悪魔とすし

大野美波(著者)

 オレはモブ。本当のなまえはナンバーA503。悪魔である。人間の世界では出世コースにのれなかった労働者を『まどぎわ』というらしいが、それを言うならオレはまどぎわ悪魔だ。他に優秀な悪魔はごまんといる。今日も仕事は夜からにして、昼は遊びほうけよう。オレの姿は人間そのもので、本来の姿になっても羽が生える程度であまり悪魔っぽくない。大柄なのがとりえと言えばとりえだ。特殊能力は飛ぶことと、人間の心をよむことと、万が一人間界でいざ大きな事件をおこしてしまったときのため、人間の記憶を消す力など、他の悪魔と変わらない。
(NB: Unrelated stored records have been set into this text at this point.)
PR #8594, opened 2020-12-02
MRG: Fix DICS rank handling

wmvanvliet:
DICS handing of the `rank` parameter was completely broken. It was changed from a single number to something more complicated, but the code was not updated appropriately.

Still needs unit test to cover this case, but here at least is a fix for the code.


larsoner:
I wonder if fixing this would allow us to remove the `reduce_rank=True` from here:

https://mne.tools/dev/auto_examples/inverse/plot_dics_source_power.html?highlight=dics#compute-source-power-using-dics-beamformer

larsoner:
Spoiler alert: it doesn't. I guess this makes sense since the `reduce_rank` has to do with the 3-orientations rank as opposed to the `n_ch` rank / whitening.

wmvanvliet:
The computations have not changed. It's just that setting the `rank` parameter to anything other than `None` was broken.

larsoner (approved):
I just pushed a test and `latest.inc` update, LGTM +1 for merge

agramfort (approved):

wmvanvliet:
Thanks @larsoner! I really appreciate you picking this up.

PR #8596, opened 2020-12-02
MRG, MAINT: remove / consolidate redundant examples

### LINKED ISSUE #8284: MAINT: CircleCI builds take 2h
This is just for the "build" step. Installation plus artifacts and the like make it take about 2.5 hours total.

We should look into streamlining some examples. Maybe some can also be combined and turned into tutorials (many machine learning ones?).

drammock:
Closes #8284

I will try to organize this PR with 1 removal/consolidation per commit, and use the commit message to describe which remaining example/tutorial covers the same ground.


larsoner:
Looks good so far

drammock:
@larsoner this was all the low-hanging fruit as far as I can tell.  Any further consolidation will take some more ambitious rewriting of examples/tutorials.  Do you prefer to leave this open as I chip away at it, or merge this once CIs are green and come back to the effort in subsequent PRs?

larsoner:
Multiple PRs as you work on it is better, that way the build time can go down each time you come back to it :)

larsoner:
```
/home/circleci/project/doc/auto_examples/index.rst:35: WARNING: py:obj reference target not found: tut_creating_data_structures
/home/circleci/project/doc/auto_tutorials/io/plot_10_reading_meg_data.rst:315: WARNING: undefined label: _tut_creating_data-structures (if the link has no caption the label must precede a section header)
```

drammock:
Ready for review/merge.  Here are the major changes (mostly new sections in tutorials that used to be part of an example):

- [EEG reference: REST method](https://23912-1301584-gh.circle-artifacts.com/0/dev/auto_tutorials/preprocessing/plot_55_setting_eeg_reference.html#using-an-infinite-reference-rest)
- [how to use multitaper instead of Welch on Raw objects](https://23912-1301584-gh.circle-artifacts.com/0/dev/auto_tutorials/raw/plot_40_visualize_raw.html#plotting-spectral-density-of-continuous-data)
- [adding plots to the mne-objects-from-arrays tutorial](https://23912-1301584-gh.circle-artifacts.com/0/dev/auto_tutorials/simulation/plot_creating_data_structures.html)
- [the NEO example is now all by itself](https://23912-1301584-gh.circle-artifacts.com/0/dev/auto_examples/io/plot_read_neo_format.html), separate from the data-structures-from-arrays examples (which were merged into the simulation tutorial in the prev. item)

tutorials/raw/plot_40_visualize_raw.py
```diff
@@ -122,6 +124,33 @@
 
 raw.plot_psd(average=True)
 
+###############################################################################
+# The `~mne.io.Raw.plot_psd` method estimates the spectrum using the Welch
+# method, which is efficient for long data spans. MNE-Python also implements
+# multitaper spectrum estimation as part of the ``time_frequency`` submodule,
+# though this requires doing the plotting manually using matplotlib, and taking
+# care to handle the different channel types separately:
```
larsoner, line 132: In general doing `psd_multitaper` on a raw instance can be quite slow. Even for `sample` which is just ~300 sec long it takes 12 sec to compute, and yields 83,000+ frequency points, which is... a lot. Should probably at least `.. note::` or warn people here that it will take a long time.

I wonder if instead of doing this we should actually implement welch + multitaper. In principle it's really just `psd_multitaper` called on `make_fixed_length_epochs(raw)`. It's even slower than `psd_multitaper(raw)` but it should produce a nicer result. At some point I'll see what adding a `multitaper=True` argument to `plot_psd` is like...

drammock: > In general doing `psd_multitaper` on a raw instance can be quite slow.

I know.  Personally I don't think this addition to the tutorial is all that valuable, but I figured it must have been in the original example for a reason.  I can remove it, or I can add a warning and throw in a `tmax` for good measure, so it's not doing the full 60 seconds. WDYT?

> I wonder if instead of doing this we should actually implement welch + multitaper. In principle it's really just `psd_multitaper` called on `make_fixed_length_epochs(raw)`. It's even slower than `psd_multitaper(raw)` but it should produce a nicer result. At some point I'll see what adding a `multitaper=True` argument to `plot_psd` is like...

Personally I'd like to see `psd_welch` and `psd_multitaper` both return a `Spectrum` class that has its own plotting method(s). Then add a `raw.to_spectrum(method='welch'|'multitaper')` method that returns that `Spectrum` object. Then you could do `raw.to_spectrum().plot()`.  But that's a lot of work :)

larsoner: > I can remove it, or I can add a warning and throw in a tmax for good measure, so it's not doing the full 60 seconds. WDYT?

For now maybe just remove it. We should just improve `plot_psd` instead.

> > I wonder if instead of doing this we should actually implement welch + multitaper. 
> Then add a raw.to_spectrum(method='welch'|'multitaper') method

This misses the idea that you can combine welch and multitaper, though. I'll try to make a PR to show it. Then again I'm not sure if in practice people actually do combine them, it's even slower than either one alone anyway :)

drammock: > This misses the idea that you can combine welch and multitaper, though. I'll try to make a PR to show it. Then again I'm not sure if in practice people actually do combine them, it's even slower than either one alone anyway :)

yes, sorry --- I understood the idea of combining them, I was just going off on one of my "how the API could be better" tangents. :)

I'll remove the addition now.

larsoner:
Thanks @drammock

 「よしえちゃん、今彼氏と別れてさみしいんでしょう」
 「わかる?」
 オレは『まどぎわ』なのでこれらの特別な力もたいてい女をひっかける時に使う。
 「じゃあオレのとっておきのやつみせちゃおうかな」
オレはコインを取り出した。そしてコップをさかさまにしてテープルに置き上にコインを乗せた。その上におしぼりを置いて、上からおした。
 『カラン』
 いい音がしてコインがコップをすり抜けテーブルに当った。すごーい。感心したようによしえちゃんはいうが、これも悪魔の力だ。せっかくいい雰囲気になってきたのに通信機器から連絡が入った。明日の食材が足りないから調達してくるようにということだった。オレは舌うちして通話を切ると席にもどって行った。
 そして夜適当に入った店でいいターゲットを見つけた。会社でミスをして落ち込んでいる男、佐藤航。素直で正直な性格だ。彼ならついてきてくれるだろう。
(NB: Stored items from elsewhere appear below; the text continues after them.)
Issue #8583, opened 2020-11-30
More control over plot settings


eort:
#### Describe the new feature or enhancement
Would it be possible to give users more control over (some of the) plotting parameters? 
in my case, I wanted to plot multiple ERPs in a single figure. WIth `plot_evoked`, I could extract all the axes and gather all the plots in a single figure, however, the layout was not really nice (a lot of whitespace). I wished to constrain the layout, but couldn't do so because in `plot_evoked` `set_tight_layout` is hardcoded to `True`, which is incompatible with a constrained layout.

#### Describe your proposed implementation
If I understand the structure correctly, there are front-end auxiliary plotting functions that users interact with and the actual plotting functions that are called in the background and do the plotting. As it seems, only a subset of the arguments that the plotting functions have are being used by those auxiliary functions. Would it be possible to pass those "hidden" arguments as `kwargs`? Like that the API would not be cluttered with secondary plotting parameters, but still allow for more flexibility? 

#### Additional comments
As mentioned before, I only had a look at the `plot_evoked` function. I don't know in how far something similar is also relevant for other plotting functions.

agramfort:
you tried to do the right thing

set_tight_layout

should probably not be used systematically.

regarding kwargs I prefer to avoid them as much as possible as
they are almost impossible to document and can lead to silent bugs

can you open a PR with the changes that are necessary to address your
needs and looking at the diff we see how to move forward?

>

drammock:
@eort I'm in the process of refactoring a lot of the 2D plotting functions (see #7751). One of the things I am doing is eliminating hard-coded calls to `tight_layout` whenever possible. Please @-mention me when you open a PR, I'd be happy to chime in or help out...  `plot_evoked` was actually next on my TODO list since it shares a lot of code with the `plot_psd` functions (which I just finished last week).

eort:
Sounds very nice, thanks!

> since it shares a lot of code with the plot_psd functions (which I just finished last week).

cool, I was having similar issues with `plot_psds` (it doesn't have a title keyword).

> Please @-mention me  when you open a PR
will do

drammock:
>  I was having similar issues with `plot_psds` (it doesn't have a title keyword).

[...]

PR #8597, opened 2020-12-02
eliminate hardcoded tight layout

eort:
#### Reference issue
Candidate implementation for #8583  

#### Limitations
- I have just sticked to `plot_epochs` and didn't look for other occurrences of this behaviour. 
- I haven't added a `.. versionadded:: 0.XX ` entry

@drammock


drammock:
sorry to be slow on this.  I've been pondering, and I'm hesitating to merge this right away because we're about to release a new stable version in a couple weeks.  I'd rather not add a new `set_tight_layout` parameter to these plotting methods, and then turn around and deprecate it in the next version (because I think the right fix is to *never* call `tight_layout`).

What I'd like to do is get the more permanent fix in place before we release. I've just added #8583 to our release milestone, to motivate me to get around to it very soon.  I'd like to leave this PR open, and merge it *after* the next release if we don't get around to implementing a proper fix before release time...  that way we could introduce the new (temporary) `set_tight_layout` parameter at the beginning of a cycle and then remove it before the next release, saving ourself the pain of having to deprecate it for six months before removing it.

Issue #9060, opened 2021-03-15
Time-domain asymmetric dynamical connectivity - data structure storage and basic OLS algorithms


adam2392:
#### Describe the new feature or enhancement
This is related to a goal of mine to add generic "connectivity" function to MNE for the code-sprint.

Right now, there are a decent amount of "spectral connectivity" (possibly over time) metrics derived from raw EEG/MEG/iEEG data.There are alternative characterizations, such as dynamical system perspective, which models the data as:

```
x(t+1) = Ax(t)
```

where A is possibly an asymmetric matrix characterized by its eigenvalues. Note this is different then just looking at the "pearson correlation" (or covariances) over time, since correlation matrices are PSD and symmetric.

Since a linear dynamical system representation of the MEEG data is useful, it would be nice to have a "data structure" to store such a representation and also expose basic algorithms for estimating this model from the raw data. I'm opening this issue to have a discussion to see if this is feasible to add.

#### Describe your proposed implementation
One can leverage [scikit-learn](https://scikit-learn.org/stable/modules/generated/sklearn.linear_model.LinearRegression.html) to add an option to say `Raw`, or `Epochs`.

One can add regularization as a result. 

#### Describe possible alternatives
In a related viewpoint, this is related to what is known as Dynamic Mode Decomposition (DMD), which is also useful, but the representation of the data is different, because there one is interested in not only the `A` matrix, but also the "DMD modes".  This is related to the linear Koopman operator in dynamical systems theory; DMD is a finite approximation of Koopman.

Example paper:
- https://arxiv.org/pdf/1409.5496.pdf

#### Additional comments
Example papers using ``A`` matrix:
- https://pubmed.ncbi.nlm.nih.gov/29060480/
- https://www.biorxiv.org/content/10.1101/862797v4.full

In addition https://arxiv.org/pdf/1802.08334.pdf talks about the convergence of such OLS estimates for A, giving some sort of theoretical guarantees on how "estimable" an A matrix is from MEEG data.

#### Comparisons to spectral connectivity
Spectral connectivity generally are defined as some correlation measure over frequency domain, and is generally symmetric. Here, I am proposing a ``time-domain`` and possibly ``asymmetric` "connectivity" derivative of the raw MEEG data.

adam2392:
@alexrockhill

alexrockhill:
Is there a replication we can do from one of these paper with real data available to make sure it works properly?

adam2392:
[...]

PR #9076, opened 2021-03-15
[WIP] Enhancement of iEEG datasets with a real-clinical seizure Ecog dataset

adam2392:
#### Reference issue
Addresses part of #9060 

In collaboration with @alexrockhill 

Implements a `mne.datasets.epilepsy` dataset directory for housing "clinically" relevant datasets. In this case, there is a subject ECoG that has a seizure midway. Adds `sub-pt01` from https://openneuro.org/datasets/ds003029.

Once this is added, then we can provide the dataset to @larsoner who can upload to OSF. Then a tutorial can be rendered showing e.g. the gamma band power during seizure onset.

#### Next Steps
In a next PR, we intend on demonstrating how to compute a linear dynamical system from this dataset.

#### Additional information
Waiting to add also a tutorial.


alexrockhill:
If these were in `fif`, then the tutorial would be simplified as far as reading in channel locations etc. ...

larsoner:
Yes also but I think there is value in going from the native format. People who collect the data will have to figure out how to manipulate their data, and it's nice to have the example show that part a bit.

alexrockhill:
Like cross-reference how to load in brainvision files ;) I guess I'll write it keeping it in brainvision

It's just not very high-level because `mne-bids` isn't a dependency. Is that okay to add to have `mne-bids` parse the channel locations for you or no?

larsoner:
> It's just not very high-level because mne-bids isn't a dependency.

I think it's okay to add it as a dependency just needed for the example (i.e., not a dependency for MNE-Python in environment.yml or requirements.txt) if it simplifies things. We just add it to `requirements_doc.txt` and I think CircleCI should even deal with it properly.

adam2392:
@larsoner is the storage of this dataset as is what you need from us? https://www.dropbox.com/sh/bsufh5npukzqe59/AAC4G3RilD-sSA3jH1SL_qhpa?dl=0

Should I delete everything except the compressed file? Should I rename anything accordingly?

larsoner:
I can upload `MNE-Clinical.zip` (probably after putting it in a `MNE-Clinical-data` dir and recompressing as `.tar.gz`) to OSF if that's what you need for the example

adam2392:
> I can upload `MNE-Clinical.zip` (probably after putting it in a `MNE-Clinical-data` dir and recompressing as `.tar.gz`) to OSF if that's what you need for the example

I think this is almost ready: https://www.dropbox.com/sh/bsufh5npukzqe59/AAC4G3RilD-sSA3jH1SL_qhpa?dl=0

@alexrockhill working on some issues related to our alignment (these electrode coordinates might be crap :/) in https://github.com/mne-tools/mne-python/pull/9087, and afterwards we can upload.

That PR can be the main one to merge.

alexrockhill:
Is this good to go then?

adam2392:
@larsoner i just subbed in the final changes in the epilepsy dataset. Are you able to upload to osf now? 

Did you want us to rename this to like epilepsy-seizure? 

We were thinking we can add additional epilepsy datasets through openneuro in the future.

larsoner:
URL: https://osf.io/z4epq/download?revision=1
MD5: ffb139174afa0f71ec98adbbb1729dea

larsoner:
(renamed `MNE-epilepsy-ecog-data`)

larsoner:
Closing in favor of #9087 where we'll update the paths, etc.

 オレの故郷は魔界4番地だが、新潟出身だと言う佐藤に話を合わすと意気投合するのに時間はかからなかった。しかし、この男妙なクセがある。すしにしょうゆをつけないなんて、考えられない。
 回転ずしに行こうということになって外に出た。人間は寒そうだったが、魔界はもっと寒い。だんだん店が少なくなって、山道に入った時、さすがに警戒されるかなと思ったが、多少不思議に思ってるくらいだった。と、そこを黒猫がよこぎった。あれは使い魔503。通称にゃんにゃんだ。オレが仕事をしてるか不安になって、店長がよこしたのだろう。クッ。いらぬまねを。さすがにここまで来て帰れはしないだろうが、人間は案外敏感だ。にゃんにゃん早く立ち去れ。
 おっと大切なことを忘れてた。
「おまえさん、塩はもってないだろうな」
 佐藤はそんな変人じゃないと多少気分を害したようだ。もってなければいい。以前、偶然塩をもっていた客を紹介してしまい、大騒動になったことがあった。思えば、それが『まどぎわ』になったきっかけだったのかもしれない。
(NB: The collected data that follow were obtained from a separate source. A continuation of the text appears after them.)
PR #9079, opened 2021-03-15
DOC Bibtex fix for spatial_resolution.py

### LINKED ISSUE #8925: use bibtex in spatial_resolution.py
convert references in `mne/minimum_norm/spatial_resolution.py` to use footcite / footbibliography

NeuroLaunch:
#### Reference issue
Example: Fixes #8925.

Adds footcite and footbibliography support for `resolution_metrics()` in _minimum_norm/spatial_resolution.py_.

#### Collaborator
@cmista

### DIFF
--- a/mne/minimum_norm/spatial_resolution.py
+++ b/mne/minimum_norm/spatial_resolution.py
@@ -68,11 +68,11 @@ def resolution_metrics(resmat, src, function='psf', metric='peak_err',
     For details, see :footcite:`MolinsEtAl2008` :footcite:`HaukEtAl2019`.
 
     .. versionadded:: 0.20
-    
+
     References
     ----------
     .. footbibliography::
-    """    
+    """
     # Check if input options are valid
     metrics = ('peak_err', 'cog_err', 'sd_ext', 'maxrad_ext', 'peak_amp',
                'sum_amp')
@@ -327,8 +327,3 @@ def _rectify_resolution_matrix(resmat):
                     (shape[0], shape[1], resmat.shape[0], resmat.shape[1]))
 
     return resmat
-
-###############################################################################
-# References
-# ----------
-# .. footbibliography::
--- a/mne/minimum_norm/spatial_resolution.py
+++ b/mne/minimum_norm/spatial_resolution.py
@@ -65,19 +65,10 @@ def resolution_metrics(resmat, src, function='psf', metric='peak_err',
 
     Notes
     -----
-    For details, see [1]_ [2]_.
+    For details, see :footcite:`MolinsEtAl2008` :footcite:`HaukEtAl2019`.
 
     .. versionadded:: 0.20
-
-    References
-    ----------
-    .. [1] Molins A, Stufflebeam S M, Brown E N, Hämäläinen M S (2008).
-           Quantification of the benefit from integrating MEG and EEG data in
-           minimum l2-norm estimation. Neuroimage, 42(3):1069-77.
-    .. [2] Hauk O, Stenroos M, Treder M (2019). "Towards an Objective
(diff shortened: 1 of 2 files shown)


mne/minimum_norm/spatial_resolution.py
```diff
@@ -65,19 +65,14 @@ def resolution_metrics(resmat, src, function='psf', metric='peak_err',
 
     Notes
     -----
-    For details, see [1]_ [2]_.
+    For details, see :footcite:`MolinsEtAl2008` :footcite:`HaukEtAl2019`.
```
sappelhoff, line 68: the footcite directive is documented here: https://sphinxcontrib-bibtex.readthedocs.io/en/latest/usage.html#role-footcite

I think you could do something like this here:

```suggestion
    For details, see `:footcite:`MolinsEtAl2008,HaukEtAl2019`.
```

mne/minimum_norm/spatial_resolution.py
```diff
@@ -65,19 +65,14 @@ def resolution_metrics(resmat, src, function='psf', metric='peak_err',
...
 
     .. versionadded:: 0.20
-
+
```
sappelhoff, line 71: you added some trailing whitespace here: That's undesirable (invisible, useless characters) --> a good solution would be to look into your editor settings. For most editors you can have an automatic removal of trailing whitespace :-)

mne/minimum_norm/spatial_resolution.py
```diff
@@ -332,3 +327,8 @@ def _rectify_resolution_matrix(resmat):
                     (shape[0], shape[1], resmat.shape[0], resmat.shape[1]))
 
     return resmat
+
+###############################################################################
+# References
+# ----------
+# .. footbibliography::
```
sappelhoff, line 334: why is this necessary?

drammock: agree, this is not needed.  in a *code* file the references section goes within the docstring where the reference is cited.  In a *tutorial* file you want something like this just once at the very end.

NeuroLaunch: That was a remnant, so we'll get that out.

mne/minimum_norm/spatial_resolution.py
NeuroLaunch: Just saw this, we'll update it on next commit.

drammock (approved):

rob-luke (changes requested):
I think two references were missed at 

https://github.com/mne-tools/mne-python/blob/dbdf70f280bf7ae93a61b0c3248bcb7d15aba0a4/mne/minimum_norm/spatial_resolution.py#L47

NeuroLaunch:
> 
> 
> I think two references were missed at
> 
> https://github.com/mne-tools/mne-python/blob/dbdf70f280bf7ae93a61b0c3248bcb7d15aba0a4/mne/minimum_norm/spatial_resolution.py#L47

Indeed they were (we text searched, but not for dual citations like that).  I'll fix that now and re-push.

rob-luke (approved):

sappelhoff:
@NeuroLaunch your commits look like your `.gitconfig` is not configured :thinking: 

Can you take a look at `~/.gitconfig` (if you are on Mac or Linux) on Windows, this is probably `C:\Users\username\.gitconfig`

The first lines in the file should look somewhat like this:

```
[user]
        email = stefan.appelhoff@mailbox.org
        name = Stefan Appelhoff
```

If you use an email that you also used to register in GitHub, the GitHub User Interface will be better able to link your contributions to your account.

NeuroLaunch:
Good catch, @sappelhoff !  I had a typo.  It explains some odd behavior with my authentication (despite my ssh setup).

PR #9080, opened 2021-03-15
Correct references in hf_sef.py and limo.py #8916 #9080

### LINKED ISSUE #8916: use bibtex in hf_sef.py
convert references in `mne/datasets/hf_sef/hf_sef.py` to use footcite / footbibliography

nordme:
Fixes #8916. Updates reference in hf_sef.py


mne/datasets/hf_sef/hf_sef.py
```diff
@@ -16,7 +16,8 @@ def data_path(dataset='evoked', path=None, force_update=False,
               update_path=True, verbose=None):
     u"""Get path to local copy of the high frequency SEF dataset.
 
-    Gets a local copy of the high frequency SEF MEG dataset [1]_.
+    Gets a local copy of the high frequency SEF MEG dataset
+    :footcite: `NurminenEtAl2017`.
```
sappelhoff, line 20: there is a space here that shouldn't be there:
```suggestion
    :footcite:`NurminenEtAl2017`.
```

mne/datasets/hf_sef/hf_sef.py
```diff
@@ -42,10 +43,6 @@ def data_path(dataset='evoked', path=None, force_update=False,
     path : str
         Local path to the directory where the HF-SEF data is stored.
 
-    References
-    ----------
-    .. [1] Nurminen, J., Paananen, H., Mäkelä, J. (2017): High frequency
-           somatosensory MEG dataset. https://doi.org/10.5281/zenodo.889234
```
sappelhoff, line 48: I think this should rather be 
```
References
----------
.. footbibliography::
```

mne/datasets/hf_sef/hf_sef.py
```diff
@@ -98,3 +95,9 @@ def data_path(dataset='evoked', path=None, force_update=False,
 
     _do_path_update(path, update_path, key, name)
     return destdir
+
+###############################################################################
+# References
+# ----------
+#
+# .. footbibliography::
```
sappelhoff, line 103: I think this needs to be removed and should be reflected in lines 45-48

mne/datasets/limo/limo.py
```diff
@@ -242,3 +236,9 @@ def load_data(subject, path=None, force_update=False, update_path=None,
     epochs.info['bads'] = missing_chans  # missing channels are marked as bad.
 
     return epochs
+
+###############################################################################
+# References
+# ----------
+#
+# .. footbibliography::
```
sappelhoff, line 244: same comment as above

mne/datasets/limo/limo.py
```diff
@@ -86,12 +86,6 @@ def data_path(subject, path=None, force_update=False, update_path=None,
     and prompt the user to save the 'datasets' path to the mne-python config,
     if it isn't there already.
 
-    References
-    ----------
-    .. [1] Guillaume, Rousselet. (2016). LIMO EEG Dataset, [dataset].
-           University of Edinburgh, Centre for Clinical Brain Sciences.
-           https://doi.org/10.7488/ds/1556.
-    .. [2] https://datashare.is.ed.ac.uk/handle/10283/2189?show=full
```
sappelhoff, line 94: same comment as above :)

sappelhoff:
One more comment: You could consider editing the title of your PR. Currently it's `Solve #8916`, which doesn't tell a reviewer much --> at least not unless there is a reviewer who exactly memorizes each issue by its number :wink: 

What works better is to be as explicit as possible in your PR titles. For example:

`DOC: Use footcite in hf_sef.py  and limo.py`

That way reviewers know that it's about documentation, it's about 2 files, and it's about using a sphinx feature to cite refs.

mne/datasets/hf_sef/hf_sef.py
drammock: actually I think this is correct.  We want the references moved to the bottom of the example (previously they were at the top, which is non-standard)

mne/datasets/limo/limo.py
drammock: this too is correct.

mne/datasets/hf_sef/hf_sef.py
sappelhoff: Maybe I don't get it ... is this file an example? Looks like a normal .py module file to me

larsoner: Indeed this is a standard module file so I think it should be moved up to the docstring

drammock: ah, oops.  I didn't look closely enough.

nordme:
Thanks for the review!! @sappelhoff Hopefully this last commit should fix the references to appear at the bottom of the docstrings.

larsoner:
Something tragic happened with the commit history here :) Can you look @nordme ?

sappelhoff:
yup, looks like a familiar problem :| (merging some commits in here that don't belong here) @nordme let me know if you need help

sappelhoff:
I think you should go back to the last time this branch was in order. As far as I can see in the [history](https://github.com/mne-tools/mne-python/pull/9080/commits), this is the commit: 123ece68f8b9aaf8620df9b2f41454d64031cc86

Following these instructions may be good: https://stackoverflow.com/a/21718540/5201771

Afterwards you checkout your `main` branch and bring it up to date ... to then merge the master branch into your `fix_2` branch (the branch with which you opened this PR)

nordme:
Ok, should be all better!! Lmk if there are any other comments. Thanks, @sappelhoff

sappelhoff (approved):

drammock (approved):

drammock:
thanks @nordme!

オレは悪魔にむいてないと思う。本業に手をだすより、人間のおねぇちゃんと遊んでいた方が楽しいし、なにより魔界に帰って、ジグソーパズルという人間界の遊びをするのにハマっている。人間界でもできるが、あれは室内の遊びた。ザ・インドア。ザ・魔界。ザ・働きたくない。がまどぎわなりに仕事をしないとくびになってもっといやな仕事を押し付けられる。それだけは勘弁。
ほっと息を吐く気配がした。寿司屋の明かりに安心したのだろう。うまく仕事をこなせてオレも安心した。ありがとう。佐藤航。
こいつには食えない。オレは確信がある。

ガラガラと寿司屋に入って、佐藤は目のまえの状況を理解して、というか、お品書きを見て固まった。
『肛門のユッケ』
『貴婦人のモモ握り』
『赤ちゃんの舌』
ここでは寿司を食べる人は客で食べない人は食材だ。
そのことを告げると佐藤はさらに固まった。これで仕事終了。佐藤を店長に任せて帰ろうとした時だ。
ばぁさんがうぉーっという勢いで入ってきた。髪を逆立て塩をまいてる。
「ばあちゃん!」
佐藤は驚きながら、しかし確実にすし屋から出た。
「航に手を出すのは許さん!」
いつのまにか佐藤もばあさんも消えていた。

 ただそこには草むらだけがあった。